= William Knight Hall =

British socialist and anarchist activist

William Knight Hall (born 1855) was a British socialist and anarchist activist.

==Biography==
Born in Buckinghamshire, Hall worked from the age of nine, initially plaiting straw, then as a farm labourer. He also spent time as a navvy, canal boat man, and a tram guard. During a period working in a foundry in Glasgow, he studied at night, learning French and Latin. He read works by Louis Blanc, which led him socialism, and in 1885 he joined the Social Democratic Federation (SDF).

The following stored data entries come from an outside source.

PR #1750, opened 2022-05-14
Stop emailing students & coaches without TOC accepted

gnclmorais:
After talking with Kim about this a few weeks ago, we realised it doesn’t make much sense to email members that have not accepted our terms about new events. We see that as not having come back to codebar in a while, thus making more sense to save our resources.

### DIFF
--- a/app/models/invitation_manager.rb
+++ b/app/models/invitation_manager.rb
@@ -29,8 +29,6 @@ class InvitationManager
 
   def invite_students_to_event(event, chapter)
     chapter_students(chapter).each do |student|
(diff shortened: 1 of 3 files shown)


gnclmorais:
I kind of want to raise again that our parameters for Code Climate feel a bit high… The issues raised feel a bit overzealous.

matyikriszta:
@gnclmorais was this PR ever finished? I think it would be still worth implementing this so I'm reopening the PR.

matyikriszta (approved):
Nice one 🎉, thanks @gnclmorais

Issue #1753, opened 2022-05-18
dashboard controller and event controller refactoration


carlosdanielpohlod:
## Description of the issue 📄
   Dasboard controller and event controller has methods that can be refactored. I will take this issue to solve.
## To do 📋

* [ ] Claim this issue (comment below, or assign yourself if you are part of the codebar org)
* [ ] Fork and clone the repository
* [ ] Update the relevant files. Follow the steps to fix section in this issue.
* [ ] Commit your changes as one commit. Use the title of this issue as your commit message
* [ ] Submit a pull request
* [ ] Mention this issue in the PR description by including it's number
* [ ] Have your pull request reviewed & merged by a codebar team member

PR #1754, opened 2022-05-18
refactored dashboard_controller and events_controller; issue https://…

carlosdanielpohlod:
related issue: […github.com/codebar/planner/issues/1753](https://github.com/codebar/planner/issues/1753)

### DIFF
--- a/app/services/dashboard_service.rb
+++ b/app/services/dashboard_service.rb
@@ -1,0 +1,75 @@
+class DashboardService 
+
+    DEFAULT_UPCOMING_EVENTS = 5
+
+    def initialize(user = nil)
+      @user = user
+    end
+
+    def ordered_events  
+        upcoming_events_for_user.map.inject({}) do |hash, (key, value)|
+            hash[key] = EventPresenter.decorate_collection(value)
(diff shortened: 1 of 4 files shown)


app/services/dashboard_service.rb
```diff
@@ -0,0 +1,75 @@
+class DashboardService
```
wenderjean, line 1: Ideally your service fits better as a stateless object performing a single action. It seems to me that this service acts more like a query object than a service itself, for example:

```ruby
OrderedEventsQuery.new
UpcomingWorkshopsQuery.new
```

app/services/dashboard_service.rb
```diff
@@ -0,0 +1,75 @@
+class DashboardService 
+
+    DEFAULT_UPCOMING_EVENTS = 5
+
+    def initialize(user = nil)
+      @user = user
+    end
+
+    def ordered_events  
+        upcoming_events_for_user.map.inject({}) do |hash, (key, value)|
```
wenderjean, line 10: You have some indentation problems :nail_care:

PR #1763, opened 2022-06-03
Fix double underline bug on links after migrating to Bootstrap 5

matyikriszta:
### Description
This PR fixes the double underline issue on links that surfaced after migrating to Bootstrap 5 classes and removing Foundation.

### Status
Ready for Review


KimberleyCook (approved):
🎉

PR #1776, opened 2022-07-04
Replace Foundation with Bootstrap in README

matyikriszta:
### Description
Update the Front-end Framework section of the README to reference Bootstrap instead of Foundation


KimberleyCook (approved):
🎉

Issue #1765, opened 2022-06-07
Allow remote "Events"


KimberleyCook:
## Description of the issue 📄
Currently, you have to include a venue when creating an `Event`. I would like this to not be the case and have a checkbox with a Remote option. 

## To do 📋

* [ ] Claim this issue (comment below, or assign yourself if you are part of the codebar org)
* [ ] Fork and clone the repository
* [ ] Update the relevant files. Follow the steps to fix section in this issue.
* [ ] Commit your changes as one commit. Use the title of this issue as your commit message
* [ ] Submit a pull request
* [ ] Mention this issue in the PR description by including it's number
* [ ] Have your pull request reviewed & merged by a codebar team member

PR #1798, opened 2022-08-20
feat(1765): remote events

jhackett1:
fixes: #1765

### DIFF
--- a/app/controllers/admin/events_controller.rb
+++ b/app/controllers/admin/events_controller.rb
@@ -74,7 +74,7 @@ class Admin::EventsController < Admin::ApplicationController
 
   def event_params
     params.require(:event).permit(
-      :name, :slug, :date_and_time, :begins_at, :ends_at, :description, :info, :schedule, :venue_id, :external_url,
+      :remote, :name, :slug, :date_and_time, :begins_at, :ends_at, :description, :info, :schedule, :venue_id, :external_url,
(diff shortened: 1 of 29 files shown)


app/controllers/admin/events_controller.rb
```diff
@@ -74,7 +74,7 @@ def set_event
 
   def event_params
     params.require(:event).permit(
-      :name, :slug, :date_and_time, :begins_at, :ends_at, :description, :info, :schedule, :venue_id, :external_url,
+      :remote, :name, :slug, :date_and_time, :begins_at, :ends_at, :description, :info, :schedule, :venue_id, :external_url,
```
matyikriszta, line 77: @jhackett1 can we rename this field to `virtual` please? So it aligns with the name of the field on `Workshop`.

jhackett1: done

matyikriszta:
> the remaining codeclimate issues _seem_ low priority to me. i can invest some more time in fixing them, but tbh i don't _think_ i caused them—they don't seem to be attached to any code i wrote or changed, even though they're showing up as "new" in the report.
> 
> lemme know what you think @KimberleyCook

@jhackett1 you are right, I have marked those issues for now as won't fix, they are not relevant to this change.

matyikriszta (commented):
@jhackett1 can you add an integration test for this change?

matyikriszta (approved):

Issue #1746, opened 2022-04-26
Be able to filter sponsors for just one chapter


jftsang:
## To do 📋

* [ ] Claim this issue (comment below, or assign yourself if you are part of the codebar org)
* [ ] Fork and clone the repository
* [ ] Update the relevant files. Follow the steps to fix section in this issue.
* [ ] Commit your changes as one commit. Use the title of this issue as your commit message
* [ ] Submit a pull request
* [ ] Mention this issue in the PR description by including it's number
* [ ] Have your pull request reviewed & merged by a codebar team member

brunogirin:
I can see a few use cases for this:

## New workshops form

The list of sponsors should be filtered according to the chapter that is selected at the top. This is particularly important here as the list is long and we have some sponsors that have multiple entries because they sponsor us in multiple locations: if it's not filtered, we risk choosing the wrong one.

![Screenshot 2022-05-03 105033](https://user-images.githubusercontent.com/216028/166434378-dee7915d-4789-4311-aa09-1bc704344024.png)

## Sponsor list

The list of sponsors available in the admin could have a way to filter.

![Screenshot 2022-05-03 105027](https://user-images.githubusercontent.com/216028/166435829-8fe01e05-767b-47b8-abf2-b87f7bd2e996.png)

## Chapter menu

The admin menu for a chapter could have a "View {chapter name} sponsors" option that would open a filtered list of sponsors.

![Screenshot 2022-05-03 105142](https://user-images.githubusercontent.com/216028/166435928-3e71e66d-5f18-4d8a-9ed5-78a215f87326.png)

PR #1799, opened 2022-08-20
feat(1746): filter sponsors by chapter

jhackett1:
fixes: #1746


matyikriszta:
@jhackett1 can we write an integration test for this please? Plus looks like older tests might have to be updated too.

jhackett1:
added a passing feature test

matyikriszta (approved):

Issue #1493, opened 2021-03-18
Update timezone to an "Event"


KimberleyCook:
## Description of the issue 📄
When creating an "Event" on the codebar website defaults to UK time, with the expansion of virtual events it would be good to attach a timezone to the event. Have it an optional field, with UK being the default, but change if another is added.

## To do 📋

* [ ] Claim this issue (comment below, or assign yourself if you are part of the codebar org)
* [ ] Fork and clone the repository
* [ ] Update the relevant files. Follow the steps to fix section in this issue.
* [ ] Commit your changes as one commit. Use the title of this issue as your commit message
* [ ] Submit a pull request
* [ ] Mention this issue in the PR description by including it's number
* [ ] Have your pull request reviewed & merged by a codebar team member

PR #1800, opened 2022-08-20
feat(1493): events have timezones

jhackett1:
fixes: #1493

### DIFF
--- a/db/schema.rb
+++ b/db/schema.rb
@@ -224,6 +224,7 @@ ActiveRecord::Schema[7.0].define(version: 2023_08_03_225601) do
     t.boolean "surveys_required", default: false
     t.string "audience"
     t.boolean "virtual", default: false, null: false
+    t.string "time_zone", default: "London", null: false
     t.index ["slug"], name: "index_events_on_slug", unique: true
     t.index ["venue_id"], name: "index_events_on_venue_id"
   end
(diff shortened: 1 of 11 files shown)


db/schema.rb
```diff
@@ -235,6 +235,8 @@
     t.boolean  "confirmation_required", default: false
     t.boolean  "surveys_required",      default: false
     t.string   "audience"
+    t.boolean  "remote",                default: false, null: false
```
matyikriszta, line 238: @jhackett1 this change sneaked in here from another P.

KimberleyCook (approved):
🎉

biggianteye:
This PR has been approved but hasn't been merged. Is there anything that's missing that would stop it from being merged (other than being out of sync given how old it is)?

matyikriszta:
@biggianteye yes, we have tested this PR further and it does not actually work. I'm going to remove the Approval for now. We'll have to revisit this issue, it's on our roadmap.

db/schema.rb
```diff
@@ -224,6 +224,7 @@
     t.boolean "surveys_required", default: false
     t.string "audience"
     t.boolean "virtual", default: false, null: false
+    t.string "timezone", default: "London", null: false
```
matyikriszta, line 227: Note to self, time zone is two words so change this to time_zone

gnclmorais (approved):
Nice change! Seems to work locally:
image

matyikriszta (approved):

PR #1809, opened 2022-09-10
Delete unused/deprecated CSS

matyikriszta:
### Description
Delete some old CSS that was deprecated as part of the migration from Foundation to Bootstrap.

### Status
Ready for Review


app/assets/stylesheets/main.scss
```diff
@@ -98,6 +30,10 @@ form .hint {
   max-height: 100px;
 }
 
+.sponsor-sm {
+  max-width: 120px;
```
KimberleyCook, line 34: is this not a class in bootstrap?

KimberleyCook (approved):
One small question, but any PR that has a bunch of delations I'm a fan of so nice :)

app/assets/stylesheets/main.scss
matyikriszta: @KimberleyCook unfortunately no, would be with Tailwind but not Bootstrap.

PR #1811, opened 2022-09-15
Delete compass-rails gem from Gemfile

matyikriszta:
### Description
We do not use compass anymore, into the sea with it! Also, it's no longer supported and maintained.

### Status
Ready for Review


KimberleyCook (approved):
🎉

PR #1814, opened 2022-09-27
Updates Dockerfile to run locally

tbutterwith:
While trying to run the app via Docker I noticed the image doesn't build anymore. This PR

- Adds the `--force-yes` flag which is required when using the `-y` flag in `apt-get`
- Adds the nodesource GPG key which is required in the Chome dev package install


KimberleyCook (approved):
Thanks for updating this @tbutterwith 🎉

PR #1819, opened 2022-10-04
New banner image and added another button

KimberleyCook:
Updated the banner image, added another CTA to sign up, made that text a bit bigger and made our logo a bit bigger (feedback was it's a little underwhelming)

| Before | After |
|-------|------|
|screencapture-localhost-3000-2022-10-04-19_01_57|screencapture-localhost-3000-2022-10-04-19_20_17|


priyapatil1 (approved):

matyikriszta:
I was going to comment that the overlay text is really hard to read now on the new darker background. Can we maybe swap it to white bg and black text to see if that's easier to read?

matyikriszta:
But really, we should remove that overlay altogether and redesign the hero so the missing statement is bigger and it's on it's own (not overlayed over an image).

PR #2662, opened 2026-06-22
refactor: extract InvitationManager from models to services

mroderick:
## Motivation

`InvitationManager` lived under `app/models/` but was not a domain model — it orchestrates sending invitation emails across multiple mailers (`WorkshopInvitationMailer`, `VirtualWorkshopInvitationMailer`, `MeetingInvitationMailer`, `EventInvitationMailer`) and manages invitation logging. Its logic was split across two files via a code-slicing concern (`WorkshopInvitationManagerConcerns`, 177 lines).

- Domain layer (`app/models/`) should not call mailers directly — that's an upward dependency to infrastructure
- Application layer (`app/services/`) is the correct home for orchestration logic
- Concerns should extract shared *behaviour*, not group all methods of one class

Hall left Glasgow to work as a miner in North Staffordshire, and he then relocated to a pit in Pendleton. He stood for the SDF in the Salford School Board election of 1891, but was not elected. He then stood in Salford South at the 1892 UK general election, Robert Cunninghame-Graham chairing a meeting on his behalf, at which he stresses that Hall was a worker, not a paid activist. Hall came bottom of the poll with 553 votes, which was widely considered to have cost the Liberal Party candidate the seat.

Disappointed by his performance, Hall became a founder of the Manchester Independent Labour Party, but then became interested in anarchism. He moved to Glasgow, then spent time in Edinburgh, where he wrote The Farce of the Ballot Box. He died in the first decade of the 20th century.